- Description of the task:
Within the records below, find each line that holds the string "anymore", then copy it.

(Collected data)
PR #3293, opened 2024-05-13
use user delegation sas token 

LiliDeng:


lisa/sut_orchestrator/azure/common.py
```diff
@@ -1226,70 +1223,44 @@ def get_storage_credential(
     return {"account_name": account_name, "account_key": key.value}
 
 
-def generate_blob_sas_token(
-    credential: Any,
-    subscription_id: str,
-    cloud: Cloud,
-    account_name: str,
-    resource_group_name: str,
+def generate_user_delegation_sas_token(
```
squirrelsc, line 1226: It shouldn't use sas token anymore. The file should be able to access without sas, if the user has permission.

lisa/sut_orchestrator/azure/common.py
```diff
@@ -1517,12 +1470,12 @@ def copy_vhd_to_storage(
                 if not os.path.exists(azcopy_path):
                     raise LisaException(f"{azcopy_path} does not exist")
 
-                sas_token = generate_sas_token(
+                sas_token = generate_user_delegation_sas_token(
```
squirrelsc, line 1473: The sas token is not necessary anymore. The user, who runs lisa, should have permission to create vhds in the lisa subscription.

lisa/sut_orchestrator/azure/common.py
LiliDeng: I didn't find a way to copy vhd from one storage account into another storage account without sas in the same subscription, issue raised here https://github.com/Azure/azure-sdk-for-python/issues/35571 
Maybe we can convert the vhd into shared gallery image, then make replication when find a qualified location.

squirrelsc:
Make sure it doesn't break existing runbook. If some fields are not necessary, print deprecating message with instruction. We remove them after 1 or 3 months.

squirrelsc (approved):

- Result for this task:
squirrelsc, line 1226: It shouldn't use sas token anymore. The file should be able to access without sas, if the user has permission.
squirrelsc, line 1473: The sas token is not necessary anymore. The user, who runs lisa, should have permission to create vhds in the lisa subscription.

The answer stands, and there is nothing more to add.